Apache Hive: SQL, open-source querying tool
September 18, 2020

Apache Hive: SQL, open-source querying tool

Anonymous | TrustRadius Reviewer
Score 7 out of 10
Vetted Review
Verified User

Overall Satisfaction with Apache Hive

Our company primarily uses Apache Hive to manage our data warehouse by being able to query multiple databases. We partition our tables as well as monitor query performance on very custom data queries by using this hive. Hive is only used by our data analysts and an overseas data warehouse team with only a few shared licenses existing on our virtual machines.
  • Monitor query performance
  • Manage tables in the data warehouse
  • Uses standard SQL
  • UI is quite dated and not intuitive
  • Open-source, so does not have consistent updates or support
  • Not the most optimal for ETL processes
  • No licensing costs
  • Little training needed for most users
Open-source software with little incentive to innovate or have consistent support to push out updates and changes to the platform
It uses standard SQL, which most architects and developers are quite familiar with writing. The user interface and general intuitiveness of navigation are very dated and will require some searching for documentation before being able to find what certain functions are able to do. Works well but is still quite slow compared to similar products such as Impala.

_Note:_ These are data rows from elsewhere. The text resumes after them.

Issue #145, opened 2019-07-21
Add tracking number to add cash


BintLopez:
## Context
As a partner user, I want to be able to see a tracking number for checks being sent to our lockbox, so that I can keep an eye out for them in the mail.

## Process
In the current production instance at https://mac-lockbox.herokuapp.com/ sign in as a MAC user.  Click on "View Lockbox Partner Details" for a lockbox partner, then select the "Add Cash to a lockbox" option in the top bar.  Screenshot under resources for that page.
When submitting a cash add, notice that there is only 1 field, the amount of cash added.

## Acceptance Criteria/Definition of Done
When submitting cash to a lockbox partner as above, we want the form to add one more optional field for a tracking number for checks, or confirmation name for online processing.  Title for field: "(Optional) Tracking number for checks/Confirmation number for online processing"

## Resources
Add cash page from a MAC user perspective:
![image](https://user-images.githubusercontent.com/53353956/74112665-1dfaa600-4b64-11ea-9315-ee94b72ccf5e.png)

AG-Sile:
tech notes: add a new table, tracking_infos connected to lockbox_actions with provider_name and tracking_id

PR #375, opened 2020-02-23
adding tracking_info

AG-Sile:

## Changelog
- What did you do (high level bullet points)?

## Link to issue:  
Fixes issue #145

This adds the tracking info, however, it doesn't currently get displayed anywhere. 
Screen Shot 2020-03-08 at 2 53 10 PM
As a follow up, we should actually display it either by having some sort of details page or include it in the email.

- N/A

## Relevant Screenshots: 

## Are you ready for review?:

- [ ] Added relevant tests
- [ ] Linked PR to the issue


lib/add_cash_to_lockbox.rb
```diff
@@ -20,6 +20,13 @@ def call
         raise ActiveRecord::Rollback
       end
 
+      if tracking_number || delivery_method
```
kyaroch: Should we be checking `#present` here? Could the `tracking_number` or the `delivery_method` be an empty string? If so, this could create a blank `tracking_info`.

BintLopez: good eyes @kyaroch! Yeah... let's use `#present`?

AG-Sile:
@BintLopez done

Do you think Apache Hive delivers good value for the price?

Yes

Are you happy with Apache Hive's feature set?

Yes

Did Apache Hive live up to sales and marketing promises?

No

Did implementation of Apache Hive go as expected?

No

Would you buy Apache Hive again?

Yes

Apache Hive is well suited for organizations looking for an initial tool to begin their process of managing their data warehouse as it is open-source and relatively easy to set up. This works well with some legacy systems and many consoles support this. While Hive used to be quite revolutionary, it has fallen behind many other tools that are more performant or specialized for managing DBs, writing queries, and partitioning tables.